Für UHD-Blu-rays müssen Laufwerk, Wiedergabesoftware und die Systemanforderungen zusammenpassen. Ein SATA-Anschluss allein belegt keine UHD-Wiedergabefähigkeit. Trennen Sie außerdem UHD-Lesen, UHD-Brennen und die Wiedergabe am PC, denn dafür können unterschiedliche Voraussetzungen gelten.

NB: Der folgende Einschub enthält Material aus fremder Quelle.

PR #1413, opened 2020-04-22
Metabolic reconstruction

ivagljiva:
Dear @meren, @ekiefl, @watsonar, @semiller10 (and anyone else who is interested),

The purpose of this pull request is primarily to merge the metabolic estimation code that I have so far, but also includes a couple of other related improvements to the codebase. I would be grateful if you could review it and provide some feedback. 

The major changes you will find here are:
- the addition of the Kegg class and 3 scripts for the metabolism estimation workflow as I described it in lab meeting on Monday
  - metabolism estimation output includes module completeness and several basic measures for module redundancy
  - there is version tracking for the MODULES.db as discussed in lab meeting
- performance modifications to `anvi-run-pfams` and `anvi-run-hmms`
  - there is now the option to use `hmmsearch` rather than `hmmscan`. For pfams, `hmmsearch` is now the default
  - `hmmpress` is run during pfams setup rather than unpacking the profiles into a temporary directory before doing the HMM search

Thank you very much!


anvio/parsers/hmmscan.py
```diff
@@ -49,20 +66,76 @@ def __init__(self, hmm_scan_hits_txt, alphabet='AA', context='GENE'):
...
+                    is going on. But for now, anvi'o is going to keep all hits to this profile. Consider those hits with a grain of salt, \
+                    as not all of them may be good." % hit['gene_name'])
+                    entry = {'entry_id': entry_id,
+                             'gene_name': hit['gene_name'],
+                             'gene_hmm_id': hit['gene_hmm_id'],
+                             'gene_callers_id': hit['gene_callers_id'],
+                             'e_value': hit['e_value']}
+
+                else:
+                    # but in Pfams, we don't care, we just keep all hits
```
meren, line 133: just to note, we keep all hits in this case because some HMMs carry around their own noise cutoff terms, and anvi'o enforces the user who defines an HMM profile directory to explicitly state how noise cutoff must be done before things come to this section of the code :) It is not specific to PFAMs.

anvio/parsers/hmmscan.py
```diff
@@ -49,20 +66,76 @@ def __init__(self, hmm_scan_hits_txt, alphabet='AA', context='GENE'):
         Parser.__init__(self, 'HMMScan', [hmm_scan_hits_txt], files_expected, files_structure)
 
 
-    def get_search_results(self):
+    def get_search_results(self, ko_list_dict = None):
```
meren, line 69: I don't think we should call this variable `ko_list_dict`. this basically is a dictionary that describes noise cutoff thresholds for each HMM individually. it can be used for KEGG KOs, but the concept is more general than KEGG (and this module doesn't know about KEGG, so we don't have to be too specific).

So the variable `ko_list_dict` can be renamed to `noise_cutoff_dict`, `knum` to `hmm_entry_name`, etc. Furthermore, error messages should be agnostic to KEGG / KO, too.

anvio/pfam.py
```diff
@@ -163,8 +189,32 @@ def __init__(self, args, run=run, progress=progress):
...
 
     def is_database_exists(self):
-        if not os.path.exists(os.path.join(self.pfam_data_dir, 'Pfam-A.hmm.gz')):
+        """
+        This function verifies that pfam_data_dir contains the Pfam hmm profiles and checks whether they are compressed or not.
+        If they are compressed, we decompress them and run hmmpress.
+
+        PARAMETERS: N/A
+
+        RETURNS: N/A
```
meren, line 198: there is no need for these since the fact that the function does not take any parameters is obvious from the header :)

anvio/utils.py
```diff
@@ -381,6 +382,25 @@ def gzip_decompress_file(input_file_path, output_file_path=None, keep_original=T
 
     return output_file_path
 
+def tar_extract_file(input_file_path, output_file_path=None, keep_original=True):
+    filesnpaths.is_file_exists(input_file_path)
+
+    if not tarfile.is_tarfile(input_file_path):
```
meren, line 388: this should go into `filesnpaths` module so it is more broadly accessible to the codebase.

meren: I mean `tarfile.is_tarfile` and the error message if not should be accessible as `filesnpaths.is_tar_file`

bin/anvi-setup-kegg-kofams
```diff
@@ -0,0 +1,45 @@
...
+from anvio.errors import ConfigError, FilesNPathsError
+from anvio.terminal import time_program
+
+__author__ = "Developers of anvi'o (see AUTHORS.txt)"
+__copyright__ = "Copyleft 2015-2020, the Meren Lab (http://merenlab.org/)"
+__license__ = "GPL 3.0"
+__version__ = anvio.__version__
+__maintainer__ = "Iva Veseli"
+__email__ = "iveseli@uchicago.edu"
+__provides__ = ["kofam-data", "kegg-modules-db",]
```
meren, line 18: I think it only provides `kegg-db` (`kegg-modules-db` is too wordy). in addition, as far as I can see, we can remove `kofam-data` from every provides / requires statements, and things wold make more sense :) ignore this if you don't agree. 

Plus, please run `anvi-script-gen-programs-network` in your branch.

anvio/kegg.py
```diff
@@ -0,0 +1,2346 @@
...
+
+        if os.path.exists(self.kofam_hmm_file_path):
+            raise ConfigError("It seems you already have KOfam HMM profiles installed in '%s', please use --reset flag if you want to re-download it." % self.kegg_data_dir)
+
+        if os.path.exists(self.kegg_module_file):
+            raise ConfigError("Interestingly, though KOfam HMM profiles are not installed on your system, KEGG module information seems to have been \
+            already downloaded in %s. Please use the --reset flag to re-download everything from scratch." % self.kegg_data_dir)
+
+        if os.path.exists(self.kegg_pathway_file):
+            raise ConfigError("Interestingly, though KOfam HMM profiles are not installed on your system, KEGG pathway information seems to have been \
```
meren, line 204: we don't care too much about line length in general, but these lines are exceptionally long. plus all these raise statements are missing alignments and use `\` for new lines. I also saw other `run.warnings` statements that suffered from similar things :) I will not point out everything, but please take another look at your modules.

anvio/kegg.py
```diff
@@ -0,0 +1,2346 @@
...
+        self.kegg_modules_db = KeggModulesDatabase(os.path.join(self.kegg_data_dir, "MODULES.db"), args=self.args)
+
+
+    def set_hash_in_contigs_db(self):
+        """Modify the contigs DB self table to indicate which MODULES.db has been used to annotate it"""
+        A = lambda x: self.args.__dict__[x] if x in self.args.__dict__ else None
+        self.contigs_db_path = A('contigs_db')
+
+        contigs_db = ContigsDatabase(self.contigs_db_path)
+        contigs_db.db.set_meta_value('modules_db_hash', self.kegg_modules_db.db.get_meta_value('hash'))
```
meren, line 612: what if there is an existing one?

meren:
Amazing work, @ivagljiva. I see a lot of very good programming practices in here. thank you for that and I can't wait for people to start playing with this new anvi'o toy!

I will send some relatively minor comments for things I saw as I went through the code in a second for your consideration.

ivagljiva:
Wow, @meren, thank you for reviewing so thoroughly and quickly! I'll get to work on fixing these things :)

anvio/drivers/hmmer.py
```diff
@@ -70,40 +99,24 @@ def run_hmmscan(self, source, alphabet, context, kind, domain, num_genes_in_mode
...
         self.run.info('Number of CPUs will be used for search', self.num_threads_to_use)
+        if alphabet in ['DNA', 'RNA']:
+            self.run.info('HMMer program used for search', 'nhmmscan')
+        else:
+            self.run.info('HMMer program used for search', self.program_to_use)
 
-        # we want to create hmm files in the same direcotry
         tmp_dir = os.path.dirname(self.target_files_dict[target][0])
-        log_file_path = os.path.join(tmp_dir, '00_log.txt')
+        log_file_path = os.path.join(tmp_dir, '*_log')
```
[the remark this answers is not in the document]
ivagljiva: I changed this because with multithreading, each hmmscan worker thread gets its own log. (and, even with just 1 thread there is never a log file called '00_log.txt'. Here is an example:
```
$ ls /var/folders/1n/2s6d_kq53pv9js812zwcljq80000gn/T/tmphz7r15hp/*log
/var/folders/1n/2s6d_kq53pv9js812zwcljq80000gn/T/tmphz7r15hp/AA_gene_sequences.fa.0_log /var/folders/1n/2s6d_kq53pv9js812zwcljq80000gn/T/tmphz7r15hp/AA_gene_sequences.fa.2_log
/var/folders/1n/2s6d_kq53pv9js812zwcljq80000gn/T/tmphz7r15hp/AA_gene_sequences.fa.1_log /var/folders/1n/2s6d_kq53pv9js812zwcljq80000gn/T/tmphz7r15hp/AA_gene_sequences.fa.3_log
```

This particular variable is used just for printing run info, whereas the actual log file names are generated later in the code (in the for loop that spawns the worker threads). So at the time it was easiest to just update `log_file_path`.

I changed it to have a literal `*` so that copying the file path into an `ls` command would allow you to list all the log files, but I do agree that it would be best to print the actual log file names for each thread. I will change that now.

anvio/drivers/hmmer.py
```diff
@@ -119,17 +132,28 @@ def run_hmmscan(self, source, alphabet, context, kind, domain, num_genes_in_mode
...
-                        '--tblout', shitty_file,
-                        hmm_file_path, part_file]
+            if noise_cutoff_terms:
+                cmd_line = ['nhmmscan' if alphabet in ['DNA', 'RNA'] else self.program_to_use,
+                            '-o', output_file, *noise_cutoff_terms.split(),
+                            '--cpu', cores_per_process,
+                            '--tblout', shitty_file,
+                            hmm, part_file]
+            else: # if we didn't pass any noise cutoff terms, here we don't include them in the command line
+                cmd_line = ['nhmmscan' if alphabet in ['DNA', 'RNA'] else self.program_to_use,
```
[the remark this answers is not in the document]
ivagljiva: Yes, totally. There is a warning for this in the code above. :)
```
if alphabet in ['DNA', 'RNA'] and self.program_to_use == 'hmmsearch':
            self.run.warning("You requested to use the program `%s`, but because you are working with %s sequences Anvi'o will use `nhmmscan` instead. "
                             "We hope that is alright." % (self.program_to_use, alphabet))
```

anvio/kegg.py
```diff
@@ -0,0 +1,2346 @@
...
+            if parens_level < 0:
+                return False
+        splits.append(d[last_split_index:len(d)])
+
+        if return_delims:
+            return splits, delim_list
+        return splits
+
+
+    def recursive_definition_unroller(self, step):
```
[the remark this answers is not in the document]
ivagljiva: yes. unfortunately that is going to be the case. sorry :P

bin/anvi-setup-kegg-kofams
ivagljiva: Meren, I ran `anvi-script-gen-programs-network` and got a `NETWORK.json` file. Is there a specific place I should put this file in the `anvio` or `web` repository? :)

meren: no :) I just was just wondering whether you'd get an error for missing `kegg-modules-db` description in programs.py

ivagljiva: I did before, but now I have fixed that :)

PR #1421, opened 2020-05-04
Update news button

isaacfink21:
This PR updates the news button on the interactive interface to attract more attention, by making it bigger and activated on mouse hover when unread.


meren:
Hey @isaacfink21, thanks for this :) I have a couple of suggestions.

One, I think you should implement this change in your branch so it is easier to know what to do to stop the button being annoying:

Fazit: Welcher interne Brenner passt?
Wenn Sie heute einen Blu-ray-Brenner intern kaufen möchten, ist der ASUS BW-16D1HT die am einfachsten einzuordnende Wahl aus diesem Vergleich: ASUS listet ihn weiterhin in Deutschland, er unterstützt SATA, M-Disc und BDXL bis 128 GB. Der LG BH16NS55 bleibt technisch interessant, wird von LG aber als eingestellt geführt und ist deshalb eher etwas für vorhandene Geräte oder seriöse Restbestände. Der Pioneer BDR-S12UHT ist eine weitere starke Option, wenn BDXL und das Lesen von Ultra HD Blu-ray wichtig sind. Für den eigentlichen Kopier- und Brennablauf ist DVDFab Blu-ray Copy die passende Ergänzung, wenn Sie Blu-rays als Disc, ISO oder Ordner sichern und zwischen mehreren Kopiermodi wählen möchten.